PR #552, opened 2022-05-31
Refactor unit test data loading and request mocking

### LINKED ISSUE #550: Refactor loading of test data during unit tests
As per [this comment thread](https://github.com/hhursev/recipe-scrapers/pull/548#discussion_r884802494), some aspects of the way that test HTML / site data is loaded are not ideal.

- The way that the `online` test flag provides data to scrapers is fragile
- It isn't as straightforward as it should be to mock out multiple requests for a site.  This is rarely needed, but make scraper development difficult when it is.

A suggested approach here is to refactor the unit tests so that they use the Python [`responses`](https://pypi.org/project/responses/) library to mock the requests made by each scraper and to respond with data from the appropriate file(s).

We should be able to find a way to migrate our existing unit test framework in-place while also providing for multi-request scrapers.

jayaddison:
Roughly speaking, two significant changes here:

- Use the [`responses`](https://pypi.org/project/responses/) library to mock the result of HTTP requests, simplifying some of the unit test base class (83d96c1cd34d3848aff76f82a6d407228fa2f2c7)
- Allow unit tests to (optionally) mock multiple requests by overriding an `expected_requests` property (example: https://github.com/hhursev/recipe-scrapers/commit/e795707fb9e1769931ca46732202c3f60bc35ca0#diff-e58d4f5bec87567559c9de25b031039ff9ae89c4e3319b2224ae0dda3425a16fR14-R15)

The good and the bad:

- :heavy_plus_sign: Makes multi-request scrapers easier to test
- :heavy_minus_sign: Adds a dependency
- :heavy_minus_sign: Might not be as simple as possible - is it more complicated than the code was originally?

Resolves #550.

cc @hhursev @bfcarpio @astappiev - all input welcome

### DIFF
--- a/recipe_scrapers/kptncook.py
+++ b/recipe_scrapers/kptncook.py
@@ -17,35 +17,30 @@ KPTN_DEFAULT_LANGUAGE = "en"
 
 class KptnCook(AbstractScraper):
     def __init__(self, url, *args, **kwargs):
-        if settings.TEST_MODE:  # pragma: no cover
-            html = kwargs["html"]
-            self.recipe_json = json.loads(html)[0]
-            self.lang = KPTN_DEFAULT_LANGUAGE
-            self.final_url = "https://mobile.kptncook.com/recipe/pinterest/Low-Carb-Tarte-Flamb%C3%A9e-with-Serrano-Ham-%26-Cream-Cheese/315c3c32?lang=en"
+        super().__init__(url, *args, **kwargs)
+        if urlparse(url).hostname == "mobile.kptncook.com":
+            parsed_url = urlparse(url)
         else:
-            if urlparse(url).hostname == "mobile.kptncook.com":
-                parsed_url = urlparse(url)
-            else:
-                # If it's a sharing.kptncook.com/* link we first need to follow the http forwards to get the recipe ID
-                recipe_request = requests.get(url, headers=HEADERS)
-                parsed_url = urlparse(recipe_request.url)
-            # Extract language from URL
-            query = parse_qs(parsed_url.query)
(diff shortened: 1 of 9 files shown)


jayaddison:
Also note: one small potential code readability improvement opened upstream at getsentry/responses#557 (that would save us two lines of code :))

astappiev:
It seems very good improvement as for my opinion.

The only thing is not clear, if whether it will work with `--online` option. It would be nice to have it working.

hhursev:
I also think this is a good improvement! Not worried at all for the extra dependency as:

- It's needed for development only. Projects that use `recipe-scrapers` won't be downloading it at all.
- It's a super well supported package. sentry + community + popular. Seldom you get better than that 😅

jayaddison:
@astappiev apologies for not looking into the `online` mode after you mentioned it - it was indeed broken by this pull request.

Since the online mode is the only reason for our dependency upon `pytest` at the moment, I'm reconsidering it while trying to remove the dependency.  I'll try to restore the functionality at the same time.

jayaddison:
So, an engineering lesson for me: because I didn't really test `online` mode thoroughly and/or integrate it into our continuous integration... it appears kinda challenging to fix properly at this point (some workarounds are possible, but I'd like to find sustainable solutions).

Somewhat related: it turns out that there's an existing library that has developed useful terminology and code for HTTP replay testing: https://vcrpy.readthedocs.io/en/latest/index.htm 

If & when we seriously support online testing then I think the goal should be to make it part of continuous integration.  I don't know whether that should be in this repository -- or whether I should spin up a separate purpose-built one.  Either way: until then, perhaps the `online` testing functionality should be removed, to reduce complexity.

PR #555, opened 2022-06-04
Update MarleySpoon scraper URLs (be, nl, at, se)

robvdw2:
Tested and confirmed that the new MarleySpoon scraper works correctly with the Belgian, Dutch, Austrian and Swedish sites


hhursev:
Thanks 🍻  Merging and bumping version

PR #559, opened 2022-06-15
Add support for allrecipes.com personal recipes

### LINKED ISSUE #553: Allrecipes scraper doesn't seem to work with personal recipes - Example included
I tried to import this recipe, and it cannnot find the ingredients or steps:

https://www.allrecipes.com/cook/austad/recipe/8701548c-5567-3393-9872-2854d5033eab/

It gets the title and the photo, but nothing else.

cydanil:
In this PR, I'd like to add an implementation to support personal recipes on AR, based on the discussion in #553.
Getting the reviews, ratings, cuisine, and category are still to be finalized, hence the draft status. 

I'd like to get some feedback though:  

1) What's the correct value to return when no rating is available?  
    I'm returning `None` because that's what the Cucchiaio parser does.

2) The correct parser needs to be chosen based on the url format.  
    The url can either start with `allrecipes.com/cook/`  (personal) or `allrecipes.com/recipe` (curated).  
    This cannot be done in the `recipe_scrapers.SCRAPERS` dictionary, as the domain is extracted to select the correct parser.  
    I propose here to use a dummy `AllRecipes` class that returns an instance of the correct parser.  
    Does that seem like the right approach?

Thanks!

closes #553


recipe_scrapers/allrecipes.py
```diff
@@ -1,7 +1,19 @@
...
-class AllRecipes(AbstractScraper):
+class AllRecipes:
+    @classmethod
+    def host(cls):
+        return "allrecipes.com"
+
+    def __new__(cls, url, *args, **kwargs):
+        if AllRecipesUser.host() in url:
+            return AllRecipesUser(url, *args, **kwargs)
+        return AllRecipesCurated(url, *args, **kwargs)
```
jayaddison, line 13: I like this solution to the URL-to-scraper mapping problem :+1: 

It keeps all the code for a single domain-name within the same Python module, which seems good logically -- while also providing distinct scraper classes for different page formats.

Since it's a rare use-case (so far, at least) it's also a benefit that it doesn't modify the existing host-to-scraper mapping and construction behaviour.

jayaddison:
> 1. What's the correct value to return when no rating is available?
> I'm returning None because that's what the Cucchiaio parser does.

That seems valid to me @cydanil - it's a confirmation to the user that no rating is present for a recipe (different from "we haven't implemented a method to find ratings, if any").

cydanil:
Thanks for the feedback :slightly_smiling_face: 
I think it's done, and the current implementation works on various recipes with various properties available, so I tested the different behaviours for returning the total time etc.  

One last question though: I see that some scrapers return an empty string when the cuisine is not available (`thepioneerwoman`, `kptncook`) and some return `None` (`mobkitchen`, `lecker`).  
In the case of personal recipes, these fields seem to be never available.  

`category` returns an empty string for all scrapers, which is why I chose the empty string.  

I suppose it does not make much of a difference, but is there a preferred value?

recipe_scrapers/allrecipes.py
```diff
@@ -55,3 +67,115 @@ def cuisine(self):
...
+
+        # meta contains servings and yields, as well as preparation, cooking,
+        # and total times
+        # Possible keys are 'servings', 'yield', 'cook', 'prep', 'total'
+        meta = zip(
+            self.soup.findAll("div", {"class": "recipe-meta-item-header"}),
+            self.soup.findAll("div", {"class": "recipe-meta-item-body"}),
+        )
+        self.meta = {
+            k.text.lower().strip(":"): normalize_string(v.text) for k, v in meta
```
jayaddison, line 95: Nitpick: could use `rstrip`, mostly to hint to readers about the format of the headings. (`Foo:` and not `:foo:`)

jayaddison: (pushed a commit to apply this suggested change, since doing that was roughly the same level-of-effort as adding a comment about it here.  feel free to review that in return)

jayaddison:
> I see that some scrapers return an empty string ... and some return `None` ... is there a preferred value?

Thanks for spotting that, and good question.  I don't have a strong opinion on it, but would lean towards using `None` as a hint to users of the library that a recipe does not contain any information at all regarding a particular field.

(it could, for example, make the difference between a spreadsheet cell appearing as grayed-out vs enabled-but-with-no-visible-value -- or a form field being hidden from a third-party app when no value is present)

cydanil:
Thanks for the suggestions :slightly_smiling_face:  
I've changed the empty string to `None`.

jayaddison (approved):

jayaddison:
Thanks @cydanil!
==
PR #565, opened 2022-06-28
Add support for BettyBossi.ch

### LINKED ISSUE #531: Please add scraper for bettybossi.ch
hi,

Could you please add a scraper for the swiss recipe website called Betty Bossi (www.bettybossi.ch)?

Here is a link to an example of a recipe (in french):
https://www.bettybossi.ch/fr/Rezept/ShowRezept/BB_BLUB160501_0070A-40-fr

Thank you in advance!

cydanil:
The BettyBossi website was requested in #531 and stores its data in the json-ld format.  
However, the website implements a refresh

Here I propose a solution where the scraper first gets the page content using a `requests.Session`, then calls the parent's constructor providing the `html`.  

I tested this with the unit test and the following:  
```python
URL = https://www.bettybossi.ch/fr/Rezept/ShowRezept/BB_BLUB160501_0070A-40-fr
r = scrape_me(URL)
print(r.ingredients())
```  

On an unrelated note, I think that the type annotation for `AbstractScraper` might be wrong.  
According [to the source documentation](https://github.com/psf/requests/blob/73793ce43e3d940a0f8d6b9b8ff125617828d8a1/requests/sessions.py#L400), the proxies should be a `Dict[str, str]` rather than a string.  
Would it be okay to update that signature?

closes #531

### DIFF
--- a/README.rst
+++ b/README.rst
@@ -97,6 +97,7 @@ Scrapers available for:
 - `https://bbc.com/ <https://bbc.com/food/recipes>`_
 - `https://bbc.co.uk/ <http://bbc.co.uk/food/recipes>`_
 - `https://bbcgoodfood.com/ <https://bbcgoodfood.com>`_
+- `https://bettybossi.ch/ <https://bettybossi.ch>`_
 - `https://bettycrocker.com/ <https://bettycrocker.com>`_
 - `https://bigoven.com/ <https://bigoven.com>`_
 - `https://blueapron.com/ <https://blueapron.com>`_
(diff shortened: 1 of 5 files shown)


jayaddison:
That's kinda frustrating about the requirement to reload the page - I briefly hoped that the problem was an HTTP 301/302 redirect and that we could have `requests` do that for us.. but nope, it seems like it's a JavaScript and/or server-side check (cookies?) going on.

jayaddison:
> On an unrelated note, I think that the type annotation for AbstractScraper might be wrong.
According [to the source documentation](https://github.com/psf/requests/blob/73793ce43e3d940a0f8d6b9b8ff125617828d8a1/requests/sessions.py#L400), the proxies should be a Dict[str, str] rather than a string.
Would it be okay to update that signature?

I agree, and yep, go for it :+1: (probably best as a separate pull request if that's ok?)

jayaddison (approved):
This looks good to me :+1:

- **TASK GOAL**: For the string "astappiev", go through the entries above and copy each line where it occurs.

- **RESULT FOR THIS TASK**:
cc @hhursev @bfcarpio @astappiev - all input welcome
astappiev:
@astappiev apologies for not looking into the `online` mode after you mentioned it - it was indeed broken by this pull request.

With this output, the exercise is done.